The disproportionate impact of cancer and cancer treatment on elderly patients stands in stark contrast to the relative lack of data for this population from controlled clinical trials. Although there have been far too few studies of elderly patients due to their potential increased risk of toxicity, the available trials demonstrate that such patients, nevertheless, benefit from standard treatment and supportive care measures.
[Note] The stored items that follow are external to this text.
PR #384, opened 2020-09-01
Disputable subgraph urls: Provide full URL by network

fabriziovigevani:


src/disputables/mappings.js
```diff
@@ -35,7 +35,18 @@ export const DISPUTABLE_ACTIONS = new Map([
...
-export const DISPUTABLE_SUBGRAPH_NAMES = new Map([
-  ...VOTING_APP_IDS.map(appId => [appId, 'aragon-dvoting']),
+// corresponding subgraph urls by network
+export const DISPUTABLE_SUBGRAPH_URLS = new Map([
+  ...VOTING_APP_IDS.map(appId => [
+    appId,
+    {
+      // TODO: Update to Aragon's own node
+      mainnet:
+        'https://api.thegraph.com/subgraphs/name/aragon/aragon-dvoting-mainnet-staging',
```
fabriziovigevani, line 45: Will update when we get green light.

sohkai: Let's update it to our own hosted version now—the network dashboard is already relying on it.

sohkai (approved):
Looks good! In the chat I was also thinking about doing this for the main court-subgraph URLs (since our hosted version has now synced).

Let's merge this first though, and do that separately!

PR #386, opened 2020-09-01
Configure court subgraph urls by network

fabriziovigevani:
- Moves subgraph urls entirely separated by network as opposed to dynamically constructed.
- Disputable subgraphs: Uses new Aragon's subgraph node.
- Overrides Aragon connect subgraph when connecting to an org.
- Flags new disputes for precedence campaign.


src/disputables/mappings.js
```diff
@@ -40,13 +40,12 @@ export const DISPUTABLE_SUBGRAPH_URLS = new Map([
   ...VOTING_APP_IDS.map(appId => [
     appId,
     {
-      // TODO: Update to Aragon's own node
       main:
-        'https://api.thegraph.com/subgraphs/name/aragon/aragon-dvoting-mainnet-staging',
+        'https://graph.backend.aragon.org/subgraphs/name/aragon/aragon-dvoting-mainnet-staging', // TODO: Update to main subgraph when available
       rinkeby:
```
sohkai, line 45: Ah, let's keep `api.thegraph.com` for rinkeby/ropsten for now!

src/networks.js
```diff
@@ -21,24 +15,39 @@ export const networkConfigs = {
     network_reserve: '0xec0dd1579551964703246becfbf199c27cb84485',
     nodes: {
       defaultEth: 'https://mainnet.eth.aragon.network/',
+      subgraph: {
+        http:
+          'https://graph.backend.aragon.org/subgraphs/name/aragon/aragon-court',
+        ws: 'wss://graph.backend.aragon.org/subgraphs/name/aragon/aragon-court',
```
sohkai, line 21: Just wondering, I think we've removed the websocket endpoints because they're not working reliably with subgraphs at the moment (#381). Are we able to remove these as well?

src/networks.js
```diff
@@ -55,18 +64,22 @@ export const networkAgentAddress = getNetworkConfig().network_agent
...
-export const defaultEthNode =
-  getDefaultEthNode() || getNetworkConfig().nodes.defaultEth
+function getRinkebySubgraphUrls(subgraphName) {
+  const subgraphBase = `api.thegraph.com`
+  const subgraphPath = '/subgraphs/name/aragon/aragon-court'
 
-export const defaultIpfsGateway = getIpfsGateway()
+  const [httpEndpoint, wsEndpoint] = ['https', 'wss'].map(
+    protocol =>
+      `${protocol}://${subgraphBase}${subgraphPath}-${subgraphName ||
```
sohkai, line 80: Not a big deal, but should we just inline `subgraphBase` and `subgraphPath`?

src/disputables/utils.js
```diff
@@ -1,6 +1,11 @@
-import { getNetworkType } from '../lib/web3-utils'
```
sohkai, line 1: Wondering if we should rename this file differently, since it's just related to getting subgraph urls. Perhaps `connect-endpoints`?

src/endpoints.js
```diff
@@ -23,31 +30,16 @@ export function courtServerEndpoint() {
...
-    networkType === 'main'
-      ? GRAPH_API_PATH
-      : `${GRAPH_API_PATH}-${SUBGRAPH_NAME || networkType}`
+export const defaultIpfsGateway = getIpfsGateway()
 
-  return [`${API_BASE_HTTP}${API_PATH}`, `${API_BASE_WS}${API_PATH}`]
-}
+export const defaultSubgraphHttpEndpoint = getSubgraphHttpEndpoint()
+
+export const defaultSubgraphWsEndpoint = getSubgraphWsEndpoint()
```
sohkai, line 45: Just sanity checking if we still need this :)

src/endpoints.js
```diff
@@ -1,10 +1,17 @@
...
+  getDefaultEthNode,
+  getIpfsGateway,
+  getSubgraphHttpEndpoint,
+  getSubgraphWsEndpoint,
+} from './local-settings'
 
 const CHAIN_ID = environment('CHAIN_ID')
 const COURT_SERVER_NAME = environment('COURT_SERVER_NAME')
-const SUBGRAPH_NAME = environment('SUBGRAPH_NAME')
+// const SUBGRAPH_NAME = environment('SUBGRAPH_NAME')
```
sohkai, line 14: Should we remove this? The logic is now in `networks.js`?

sohkai (approved):
🏎💨

Couple of nitpicks :).

src/networks.js
rperez89: are the normal subscriptions (without the polling query) working with your infra?

fabriziovigevani: Oh yeah true, i think we can remove them yes.

> are the normal subscriptions (without the polling query) working with your infra?

Maybe they are, but we currently we are using their node for mainnet and for testnets we are using the subgraph's original one.

src/endpoints.js
fabriziovigevani: yep definitely

src/endpoints.js
fabriziovigevani: Removed in https://github.com/aragon/court-dashboard/pull/391

src/networks.js
fabriziovigevani: Done in https://github.com/aragon/court-dashboard/pull/391

PR #387, opened 2020-09-01
Routing: update links for HashRouter

fabriziovigevani:
From https://reactrouter.com/web/api/HashRouter

It appears that for anchors we need to add the `#` in front of the path.


sohkai (approved):
Ouch, thanks for finding these @fabriziovigevani!

PR #391, opened 2020-09-01
Remove subscriptions

fabriziovigevani:
Subscriptions are not working properly at the moment so we went for a polling instead.

See https://github.com/aragon/court-dashboard/pull/381


src/networks.js
```diff
@@ -33,21 +30,15 @@ export const networkConfigs = {
     court: '0x3b26bc496aebaed5b3E0E81cDE6B582CDe71396e',
     nodes: {
       defaultEth: 'https://ropsten.eth.aragon.network/',
-      subgraph: {
-        http:
-          'https://api.thegraph.com/subgraphs/name/aragon/aragon-court-ropsten',
-        ws: 'wss://api.thegraph.com/subgraphs/name/aragon/aragon-court-ropsten',
-      },
+      subgraph:
+        'https://api.thegraph.com/subgraphs/name/aragon/aragon-court-ropsten',
```
rperez89, line 34: are we using the graph endpoint here because the aragon ones are still syncing or we have some other issue?

fabriziovigevani: Yes that's the reason.

sohkai (approved):
Let's rebase and merge!

src/networks.js
sohkai: Yes, to explain this a bit more:

1. Websockets are expensive compared to http requests, and polling is not so bad at the moment when block times are 13-15s; even if they do work, we may not want to maintain the infrastructure for them to be used reliable at peak load
2. We are experimenting a bit and haven't synced Rinkeby subgraphs yet.

rperez89: awesome thxs for the answers :)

Economic and quality-of-life outcomes are all too often either not addressed in clinical trials or relegated to the status of secondary outcomes with limited power to address important health-care questions.[4,5] When economic outcomes have been considered, they are generally limited to the direct costs of receiving medical care. The direct costs of cancer treatment must consider both the actual cost of treatment and the cost of managing treatment-related toxicity as well as subsequent disease progression or recurrence. Only rarely have analyses addressed nonmedical costs such as transportation or child-care expenses and out-of-pocket costs while receiving care. Likewise, few studies have looked at the indirect costs of cancer such as days lost from work by the patient or his caregiver.
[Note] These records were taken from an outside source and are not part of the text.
PR #393, opened 2020-09-02
Dispute: polish URI resolution

sohkai:
Just a few quick things I noticed :).

### DIFF
--- a/src/components/Disputes/DisputeInfoContent.js
+++ b/src/components/Disputes/DisputeInfoContent.js
@@ -8,11 +8,11 @@ import IdentityBadge from '../IdentityBadge'
 import Loading from '../Loading'
 import { useWallet } from '../../providers/Wallet'
 
+import { describeDisputedAction } from '../../disputables'
 import { IPFS_ENDPOINT } from '../../endpoints'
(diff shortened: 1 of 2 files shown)


src/components/Disputes/DisputeInfoContent.js
```diff
@@ -109,10 +109,7 @@ function Field({ label, loading, value, ...props }) {
         if (typeof value === 'string') {
           const ipfsPath = getIpfsCidFromUri(value)
           if (ipfsPath) {
-            const ipfsUrl = resolvePathname(
-              ipfsPath,
-              `${IPFS_ENDPOINT}/${ipfsPath}`
-            )
+            const ipfsUrl = resolvePathname(ipfsPath, `${IPFS_ENDPOINT}/`)
```
sohkai, line 112: Note that this is functionality the same as above (and the above is a bit confusing—why are we appending the same path onto itself?).

rperez89: ahh, yes good catch, seems that the library somehow internally was resolving it right anyways? since the second argument is the current pathname and the first one is the one that you would like to resolve

sohkai: Yes, since resolving `foo` into `bar/baz` results in `bar/foo`.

Nevertheless, such nonmedical and indirect costs may represent one of the greatest barriers to appropriate cancer treatment among the elderly cancer population on fixed incomes faced with dramatically rising health-care costs. Any comprehensive economic analysis in elderly cancer patients should include not only the direct costs of the medical care but also the indirect and out-of-pocket costs associated with cancer care as discussed in the paper by McKoy et al. Although intangible costs such as pain and suffering and loss of companionship are difficult to measure, they are also very real to the patient and family. While the economic measures used are fundamentally the same in older and younger patients, the increased potential for toxicity, the greater frequency of comorbid conditions, and the limited resources and dependence on fixed incomes among the elderly should always be kept in mind.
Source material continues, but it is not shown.